In a world where smartphones could replace wallets overnight, businesses know they need agility, even if they are not quite sure what it is. For years IT has narrowly focused on agile software methods. By 2016, total agility will be necessary to help firms respond to the new pace of business. IT strategy, perspective, and skills must adapt to business demand for rapid and frequent changes in process, business intelligence, innovation, and operations. This will cultivate a more substantive conversation with the business and allow CIOs to demonstrate their relevance.

Today’s leading IT organizations are moving from aligned IT to empowered business technology (BT) practices such as: 1) taking on the role of technology service broker (workers will still need devices, and developers will still need resources, but they won’t necessarily need IT to get them); 2) adapting delivery to mobile, cloud, and big data reality, and as a result rethinking their software development life cycle (SDLC), architecture, and solution development practices; 3) reorienting portfolio management away from projects and toward products, because project silos and short-term focus limit organizations’ ability to get the most from their technology investments; and 4) replacing the project management “iron triangle” of time, cost, and resources with value, capacity, and time-to-market metrics.

IT must adapt to the new pace of business by transforming to BT, or risk irrelevance (see Figure 15).

Technologies fueling the change include:

■ End user computing/sensors and remote computing. Continued uptake of smartphones and tablets, the adoption of new user interface technologies such as motion and natural language, and the emergence of new form factors such as glasses and watches drive the need for more flexible IT processes, because of the pace at which these technologies emerge.

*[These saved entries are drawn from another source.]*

PR #70699, opened 2026-07-29
UI: Preserve Dag tab when switching Dags

### LINKED ISSUE #57625: Dag view does not remember tab when switching between dags
### Apache Airflow version

3.1.1

_No response_

### What happened?

When you switch between dags the tab resets back to task instances in the grid view. This makes it harder to compare details between dags. This is also a regression from AF2

https://github.com/user-attachments/assets/17bc648a-3419-4116-a434-2a948e498765

_No response_

### How to reproduce

Select a tab that isn't "Task Instances" in the grid view and then switch to a different dag.

### Operating System

Debian

_No response_

### Deployment

Astronomer

### Deployment details

_No response_

### Anything else?

_No response_

### Code of Conduct

shivaam:
Closes: #57625

## What changed

When selecting another DAG from the DAG search dialog, preserve the current DAG-level tab when the destination supports it.

- Preserve standard DAG tabs such as Code, Details, Runs, Tasks, Calendar, Audit Log, and Overview.
- Preserve nested plugin-tab routes.
- Reset task-, run-, and task-instance-specific routes because those entities may not exist in the destination DAG.
- Reset Backfills when the destination DAG is not backfillable.
- Drop query parameters and fragments that belong to the previous DAG.

Backfills need a separate guard because tab availability is DAG-specific. A backfillable source DAG can expose `/backfills`, while the selected destination DAG may report `is_backfillable = false`.

https://github.com/user-attachments/assets/b6172157-195b-47ea-a00a-6f741ef35723

## Testing

- Added focused unit and component regression coverage.
- 64 targeted UI tests pass.
- Verified in Breeze with the real DAG picker across the standard tabs, nested routes, Backfills, query/hash cleanup, same-DAG selection, and browser Back/Forward navigation.

## Screenshots

Before/after screenshots will be attached to this draft.

---

- [X] Yes (Codex)

Generated-by: [Codex](https://github.com/openai/codex) following [the guidelines](https://github.com/apache/airflow/blob/main/contributing-docs/05_pull_requests.rst#gen-ai-assisted-contributions)

---


choo121600:
Could you add before/after screenshots? It would help reviewers better understand the changes.

shivaam:
> Could you add before/after screenshots? It would help reviewers better understand the changes.

The change is just in the URL. I am not sure if a screenshot will help here as it is navigation change. I can probable add a video or something

shivaam:
Added a screenshot.

airflow-core/src/airflow/ui/src/utils/links.ts
```diff
@@ -54,6 +54,26 @@ export const getRedirectPath = (targetPath: string): string => {
 export const getNextHref = (location: Pick<Location, "hash" | "pathname" | "search">): string =>
   `${location.pathname}${location.search}${location.hash}`;
 
+export const getDagAdditionalPath = (pathname: string, tabValues: Array<string>): string => {
```
bbovenzi: We shouldn't need regex for this. Let's use react-router to more deterministically figure out what dag or task route we are on.

https://reactrouter.com/how-to/using-handle we coudl store both the entity in question and the tab like `handle: { entity: "dag", tab: "runs" }` so then if our new page isn't a dag then we don't do anything

shivaam: Thanks that simplified thinks. I replaced the regex with react router

airflow-core/src/airflow/ui/src/utils/links.ts
bbovenzi, line 1: The point of the route handle is that we don't need to do any url string parsing.

bbovenzi: We should eventually replace all of the get__AdditionalPaths with a `getTabPath` where we pass the entit(ies) and the tab string.

shivaam: Updated this to use route handles for regular DAG tabs. Plugin routes now reset to the destination DAG overview because the same plugin page may not exist for the new DAG. Adding compatibility checks for every plugin route would be brittle

shivaam: > We should eventually replace all of the get__AdditionalPaths with a `getTabPath` where we pass the entit(ies) and the tab string.

Yes, I will potentially pick this up as a follow up or will create an issue to track it once this pr is merged

airflow-core/src/airflow/ui/src/router.tsx
```diff
@@ -185,21 +185,22 @@ export const routerConfig = [
...
-          { element: <Events />, path: "events" },
-          { element: <Code />, path: "code" },
-          { element: <DagDetails />, path: "details" },
+          { element: <Events />, handle: { entity: "dag", tab: "events" }, path: "events" },
+          { element: <Code />, handle: { entity: "dag", tab: "code" }, path: "code" },
+          { element: <DagDetails />, handle: { entity: "dag", tab: "details" }, path: "details" },
           pluginRoute,
         ],
         element: <Dag />,
+        handle: { entity: "dag" },
```
bbovenzi:
```suggestion
```

Dead code

airflow-core/src/airflow/ui/src/utils/links.ts
```diff
@@ -54,6 +54,49 @@ export const getRedirectPath = (targetPath: string): string => {
 export const getNextHref = (location: Pick<Location, "hash" | "pathname" | "search">): string =>
   `${location.pathname}${location.search}${location.hash}`;
 
+type RouteMatch = {
+  readonly handle: unknown;
+  readonly params: Record<string, string | undefined>;
```
bbovenzi: We're never reading `match.params`

airflow-core/src/airflow/ui/src/utils/links.ts
```diff
@@ -54,6 +54,49 @@ export const getRedirectPath = (targetPath: string): string => {
...
+};
+
+type TabRouteHandle = {
+  readonly entity: string;
+  readonly tab?: string;
```
bbovenzi: These should probably be enums for better type safety.

bbovenzi (approved):

PR #70796, opened 2026-07-30
Add `type` field sort prek hook for Helm `values.schema.json` file

Miretpl:
Adds a pre-hook which will sort all of the `type` fields in the `values.schema.json` file used for validation of Helm `values.yaml`. Part of #68596, which aims to fix `values.schema.json` validation and make it more precise.

For proper matching during the validation where we are looking at the object type in the schema, we need to have exact type matches and e.g. `["null", "string"]` and `["string", "null"]` are not matched by one rule, e.g. `["null", "string"]`. In theory, we could just add all currently existing options, but in the end I think that it will be more efficient when we have as few matching rules as possible.

As a follow-up, I will do another pre-hook which will check if all type fields defined in `values.schema.json` are defined in the matching rule for validation of the `values.schema.json` file.

---

---

### DIFF
--- a/scripts/ci/prek/sort_helm_values_schema_file_type_field.py
+++ b/scripts/ci/prek/sort_helm_values_schema_file_type_field.py
@@ -1,0 +1,62 @@
+#!/usr/bin/env python
+# Licensed to the Apache Software Foundation (ASF) under one
+# or more contributor license agreements.  See the NOTICE file
+# distributed with this work for additional information
+# regarding copyright ownership.  The ASF licenses this file
+# to you under the Apache License, Version 2.0 (the
+# "License"); you may not use this file except in compliance
+# with the License.  You may obtain a copy of the License at
+#
+#   http://www.apache.org/licenses/LICENSE-2.0
+#
+# Unless required by applicable law or agreed to in writing,
+# software distributed under the License is distributed on an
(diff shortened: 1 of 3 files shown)


Miretpl:
As on main (Helm 2.0) we have couple of things deleted already, I will do manual backport for Helm 1.2x line after this will be merged.

Miretpl:
Strickly Helm-related so backport rather not needed.

scripts/ci/prek/sort_helm_values_schema_file_type_field.py
```diff
@@ -0,0 +1,63 @@
...
+_VALUES_SCHEMA_FILE = AIRFLOW_ROOT_PATH / "chart/values.schema.json"
+
+
+if __name__ != "__main__":
+    raise SystemExit(
+        "This file is intended to be executed as an executable program. You cannot use it as a module."
+    )
+
+
+def _sort(data: dict) -> None:
```
jedcunningham: This never recurses into `items`, so array-item type unions (e.g. command.items, service.ports.items) stay unsorted. Similar story with `additionalProperties`.

Miretpl: I've forgotten about `items`, and good catch regarding `additionalProperties`. I fixed the logic and looking at the changes in `values.schema.json` - it works correctly now.

jedcunningham (approved):

PR #70800, opened 2026-07-30
Add KeycloakJWTMiddleware to KeycloakAuthManager

stephen-bracken:
related: #70550 - adds `access_token` and `refresh_token` to user correctly

Add KeycloakJWTMiddleware to KeycloakAuthManager
---

- Add `KeycloakJWTMiddleware` to the `KeycloakAuthManager` to extract Keycloak JWT tokens from the request cookies and attach them to the user during auth requests.
- Pass Keycloak JWTs to get_user_from_token() in `KeycloakJWTMiddleware`, skip refreshing user when called in `JWTRefreshMiddleware` without the `access_token` and `refresh_token` parameters

Rename Keycloak JWT session cookies from `access_token` and `refresh_token` to `_access_token` and `_refresh_token` for consistency. Since the JWT cookies change is not yet released, this is safe to change.

Note: This change will logout any existing sessions for the `KeycloakAuthManager`, which should then be handled gracefully by issuing a new Airflow JWT token from the Keycloak login route.

- [X] No

---

### DIFF
--- a/providers/keycloak/src/airflow/providers/keycloak/auth_manager/constants.py
+++ b/providers/keycloak/src/airflow/providers/keycloak/auth_manager/constants.py
@@ -27,9 +27,7 @@ CONF_REQUESTS_POOL_SIZE_KEY = "requests_pool_size"
 CONF_REQUESTS_RETRIES_KEY = "requests_retries"
 
 # Extra Cookie names
-COOKIE_NAME_ACCESS_TOKEN = "access_token"
+COOKIE_NAME_ACCESS_TOKEN = "_access_token"
 COOKIE_NAME_ID_TOKEN = "_id_token"
-COOKIE_NAME_NAME = "name"
 COOKIE_NAME_OAUTH_STATE = "_oauth_state"
-COOKIE_NAME_REFRESH_TOKEN = "refresh_token"
-COOKIE_NAME_USER_ID = "user_id"
+COOKIE_NAME_REFRESH_TOKEN = "_refresh_token"
--- a/providers/keycloak/src/airflow/providers/keycloak/auth_manager/middleware.py
+++ b/providers/keycloak/src/airflow/providers/keycloak/auth_manager/middleware.py
@@ -1,0 +1,246 @@
+# Licensed to the Apache Software Foundation (ASF) under one
+# or more contributor license agreements.  See the NOTICE file
+# distributed with this work for additional information
+# regarding copyright ownership.  The ASF licenses this file
+# to you under the Apache License, Version 2.0 (the
+# "License"); you may not use this file except in compliance
+# with the License.  You may obtain a copy of the License at
+#
+#   http://www.apache.org/licenses/LICENSE-2.0
+#
+# Unless required by applicable law or agreed to in writing,
+# software distributed under the License is distributed on an
+# "AS IS" BASIS, WITHOUT WARRANTIES OR CONDITIONS OF ANY
+# KIND, either express or implied.  See the License for the
+# specific language governing permissions and limitations
+# under the License.
+
+from __future__ import annotations
+
+from typing import TYPE_CHECKING, cast
+
+from fastapi import HTTPException, status
+from fastapi.responses import JSONResponse
+from jwt import ExpiredSignatureError, InvalidTokenError
+from starlette.middleware.base import BaseHTTPMiddleware
+
+from airflow.api_fastapi.app import get_auth_manager
+from airflow.api_fastapi.auth.managers.base_auth_manager import COOKIE_NAME_JWT_TOKEN
+from airflow.api_fastapi.core_api import security as core_api_security
+from airflow.providers.common.compat.sdk import conf
+from airflow.providers.keycloak.auth_manager.constants import (
+    COOKIE_NAME_ACCESS_TOKEN,
+    COOKIE_NAME_REFRESH_TOKEN,
+)
+from airflow.providers.keycloak.version_compat import AIRFLOW_V_3_1_8_PLUS
+
+try:
+    from airflow.api_fastapi.auth.managers.exceptions import AuthManagerRefreshTokenExpiredException
+except ImportError:
+
+    class AuthManagerRefreshTokenExpiredException(Exception):  # type: ignore[no-redef]
+        """In case it is using a version of Airflow without ``AuthManagerRefreshTokenExpiredException``."""
+
+        pass
+
+
+if AIRFLOW_V_3_1_8_PLUS:
+    from airflow.api_fastapi.app import get_cookie_path
+else:
+
+    def get_cookie_path() -> str:
+        return "/"
+
+
+if TYPE_CHECKING:
+    from fastapi import Request, Response
+
+    from airflow.providers.keycloak.auth_manager.keycloak_auth_manager import KeycloakAuthManager
+    from airflow.providers.keycloak.auth_manager.user import KeycloakAuthManagerUser
+
+
+class KeycloakJWTMiddleware(BaseHTTPMiddleware):
+    """
+    Attach the Keycloak JWT tokens to the user.
+
+    Gets the Keycloak JWT tokens from the request cookies
+    and attaches them to the user. If the token is expired,
+    attempt to refresh it using the refresh token.
+    """
+
+    async def dispatch(self, request: Request, call_next):
+        user = None
+        new_token = None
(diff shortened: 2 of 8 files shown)


vincbeck:
Why do we need a config here?

stephen-bracken:
I thought I would make the new JWT management an opt-in feature initially, I can take out the config if you don't think its necessary

vincbeck:
Yeah I think it would be better without config. That creates complexity

potiuk (commented):
Reviewed the middleware end to end. The refresh flow reads well, the version-compat guard is used consistently in both source and tests, and the thirteen tests cover the cases I would want — refresh, expiry, missing Airflow JWT, missing Keycloak token, and root-cookie clearing.

I also checked the earlier discussion about the config: that has been handled. There is no `provider.yaml` change, no `CONF_*_KEY`, and no toggle wording left, so the opt-in has genuinely gone rather than moved somewhere else.

Three things below, one of which I would like resolved before merge.

Separately, and not inline-able: the PR description is still the unedited template. For a change of this size that renames session cookies in an auth manager, the reasoning behind the rename is exactly what a reviewer needs, and this body becomes the squash commit message and the raw material for the changelog. Worth a few lines.

---

providers/keycloak/src/airflow/providers/keycloak/auth_manager/constants.py
```diff
@@ -27,9 +27,7 @@
 CONF_REQUESTS_RETRIES_KEY = "requests_retries"
 
 # Extra Cookie names
-COOKIE_NAME_ACCESS_TOKEN = "access_token"
+COOKIE_NAME_ACCESS_TOKEN = "_access_token"
```
potiuk, line 30: Renaming these leaves credentials behind in the browser that logout no longer clears.

`access_token` becomes `_access_token` and `refresh_token` becomes `_refresh_token`, while `COOKIE_NAME_USER_ID` and `COOKIE_NAME_NAME` are dropped entirely. Anyone with a live session is holding cookies under the old names, and after this change nothing writes or deletes them — `logout_callback` only deletes the new names now, and the `delete_cookie` calls for `user_id` and `name` are removed outright.

A refresh token is a credential, so "log out" leaving one in the browser is the wrong behaviour even for a short window. They are session cookies, with no `max_age` or `expires`, so they do go when the browser closes — that bounds the exposure but does not fix logout.

Keeping the legacy names deleted in `logout_callback` for one release would close it.

Worth noting the upgrade behaviour too, since nothing currently mentions it: an existing session sends the old cookie names, `_refresh_user` reads the new ones, gets `None`, raises 401, and `dispatch` clears the Airflow JWT. Every logged-in user is signed out by the upgrade. That is handled gracefully rather than erroring, but it should be a deliberate, documented choice rather than a side effect.

providers/keycloak/src/airflow/providers/keycloak/auth_manager/middleware.py
```diff
@@ -0,0 +1,243 @@
...
+                            path="/",
+                            httponly=True,
+                            secure=secure,
+                            samesite="lax",
+                            max_age=0,
+                        )
+                else:
+                    response = await self._set_new_token(new_user, secure, response, cookie_path)
+
+        except HTTPException as exc:
```
potiuk, line 126: This `except` is scoped wider than the code it needs to protect — the `try` also wraps `await call_next(request)`.

If an `HTTPException` escapes a downstream handler, this middleware converts it into its own `JSONResponse`, bypassing FastAPI's registered exception handlers and changing the error shape for responses that have nothing to do with authentication.

I am not certain it is reachable: FastAPI's `ExceptionMiddleware` normally handles `HTTPException` inside `call_next`, so whether anything escapes depends on middleware ordering. So treat this as a question rather than a defect — but narrowing the `try` to just the refresh block removes the doubt entirely, and makes the intent obvious to the next reader.

providers/keycloak/src/airflow/providers/keycloak/auth_manager/middleware.py
```diff
@@ -0,0 +1,243 @@
...
+    class AuthManagerRefreshTokenExpiredException(Exception):  # type: ignore[no-redef]
+        """In case it is using a version of Airflow without ``AuthManagerRefreshTokenExpiredException``."""
+
+        pass
+
+
+if AIRFLOW_V_3_1_8_PLUS:
+    from airflow.api_fastapi.app import get_cookie_path
+else:
+    get_cookie_path = lambda: "/"
```
potiuk: Minor: a `def` reads better than a lambda bound to a name here, and it is what ruff's E731 asks for where enabled. Same pattern appears in `routes/login.py`.

```python
def get_cookie_path() -> str:
    return "/"
```

providers/keycloak/src/airflow/providers/keycloak/auth_manager/constants.py
stephen-bracken: Since we haven't released a version that uses the `access_token` and `refresh_token` cookies yet, I don't think this is necessary.

providers/keycloak/src/airflow/providers/keycloak/auth_manager/middleware.py
stephen-bracken: The `HTTPException` except pattern is used in the original `JWTRefreshMiddleware` that this is based on:
https://github.com/apache/airflow/blob/b2d1d8183dcea1813a92e2ef5a94aebac4c143e8/airflow-core/src/airflow/api_fastapi/auth/middlewares/refresh_token.py#L94

The pattern could be wrong, but I am being consistent with the existing JWT middleware here

providers/keycloak/src/airflow/providers/keycloak/auth_manager/constants.py
stephen-bracken: Agree it is deliberate to logout existing sessions, as any existing sessions will have the `access_token` and `refresh_token` in the Airflow JWT claims, which we want to move to the `_access_token` and `_refresh_token` JWT cookies.

potiuk: You're right, and I checked it properly: those names were never released.

At `providers-keycloak/0.8.2` the provider's `constants.py` contains only the `CONF_*` entries — no cookie names at all. `login.py` defined just `COOKIE_NAME_ID_TOKEN = "_id_token"` and `COOKIE_NAME_OAUTH_STATE = "_oauth_state"` locally (both unchanged by this PR) and imported `COOKIE_NAME_JWT_TOKEN` from core; the Keycloak `access_token`/`refresh_token` lived in the Airflow JWT claims, not in cookies. All six `COOKIE_NAME_*` constants arrived with #70550, which is not an ancestor of the 0.8.2 tag.

So there are no legacy cookies in anyone's browser and nothing for `logout_callback` to miss. Withdrawing that.

The upgrade behaviour is the part I would still like written down. A 0.8.2 session carries the tokens in the JWT claims, so after upgrading `_refresh_user` finds no `_access_token`/`_refresh_token` cookie, returns 401, and `dispatch` clears the Airflow JWT — every logged-in user is signed out once. I agree that is the right call; it just deserves a line in the keycloak changelog for whichever release ships it, so operators are not surprised by a fleet-wide logout.

---

providers/keycloak/src/airflow/providers/keycloak/auth_manager/middleware.py
potiuk: Fair — I checked core and you are right. `JWTRefreshMiddleware.dispatch` has the same shape: the `try` opens before `response = await call_next(request)` and the `except HTTPException` closes after it, so the wide scope is inherited rather than introduced here.

That settles it for this PR — being consistent with the middleware you are subclassing is the right default, and I would rather not have the two drift. If the concern is real it applies to core first, so it belongs there rather than in a copy of it. Not blocking on this.

---

providers/keycloak/src/airflow/providers/keycloak/auth_manager/constants.py
potiuk: Update: keycloak is now included in the 2026-08-01 release wave (#70932), and the forced-logout note is written into the keycloak 0.9.0 changelog there — so this is documented without any change needed on this PR. Resolving.

---

potiuk (approved):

■ Process data management. Self-service BI and process management tools have made businesspeople smart. Tech-savvy, empowered digital natives want their data and want to manage their own processes, and they will no longer accept long, expensive IT projects for what they perceive are minor configuration changes.

■ Infrastructure and application platforms. Next-generation, strategy-oriented portfolio management and EA management suites will merge. Cloud-based development and testing tools and advanced collaboration accelerate IT delivery processes.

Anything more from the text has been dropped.